Da parte sua, il responsabile operativo della company araba, Waleed Al
Mokarrab Al Muhairi, ha spiegato che “la strategia commerciale di Mubadala è
finalizzata a far crescere l’industria aerospaziale dell’emirato per farne uno
dei principali attori a livello globale e Finmeccanica contribuisce a questo
progetto con le proprie capacità tecnologiche altamente innovative”. Una
partnership che potrebbe trasformarsi in un vero e proprio matrimonio: i manager
di Finmeccanica hanno infatti prospettato la possibilità dell’ingresso degli
investitori di Abu Dhabi direttamente nel capitale Finmeccanica attraverso il
fondo nazionale “Adia”.
Il Parlamento italiano, con voto unanime di centrodestra e centrosinistra,
ha assicurato un idoneo quadro normativo per facilitare e blindare tutti i
presenti e futuri accordi di cooperazione militare con gli Emirati Arabi Uniti.

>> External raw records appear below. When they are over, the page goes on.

PR #5628, opened 2020-02-25
Use sender field when testing SMTP settings

petedavis:


src/OrchardCore.Modules/OrchardCore.Email/Controllers/AdminController.cs
```diff
@@ -92,6 +92,11 @@ private MailMessage CreateMessageFromViewModel(SmtpSettingsViewModel testSetting
                 ReplyTo = testSettings.ReplyTo
             };
 
+            if (!String.IsNullOrWhiteSpace(testSettings.Sender))
```
hishamco: If I'm not wrong this already set in the `SmtpService`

Dopo il voto al Senato del 24 giugno 2009, il 28 ottobre la Camera ha approvato
nel più assoluto disinteresse dei mass media il disegno di legge che ratifica
l’accordo di “cooperazione nel settore della sicurezza” firmato sei anni fa
dall’allora ministro della difesa Antonio Martino e dal principe ereditario di
Dubai e ministro della difesa degli E.A.U., sceicco Mohamed Bin Rashid Al
Maktoum. Un accordo di portata storica, non fosse altro per le aberrazioni
giuridiche che compaiono nel suo testo. I due paesi affidano ad un “comitato
misto” la gestione di tutte le questioni inerenti alle politiche di difesa
comuni come ad esempio “le attività addestrative e le manovre militari,
l’esportazione e l’importazione di armamenti, l’industria della difesa, la
ricerca scientifica, la sanità e lo sport militare, le operazioni umanitarie e
di peace-keeping, gli scambi di visite a navi, aerei e unità militari delle due
Parti, ecc.”. L’obiettivo chiave dell’accordo resta però l’“esemplificazione
delle procedure di trasferimento di armamenti”, la cui dettagliata lista
comprende aerei, elicotteri, carri armati e altre componenti terrestri,
munizionamenti, bombe, mine, missili, esplosivi e propellenti, satelliti,
sistemi tecnologici di comunicazione e per la guerra elettronica. “Tali scambi –
si legge in particolare - potranno avvenire per opera delle due Amministrazioni
statuali, o anche di aziende private debitamente autorizzate” e, in deroga alla
legge che regolamenta l’export di armi italiane, sulla base “di intese tra le
parti” sarà possibile il trasferimento dei materiali acquisiti “a Paesi terzi
senza il preventivo benestare del Paese cedente”.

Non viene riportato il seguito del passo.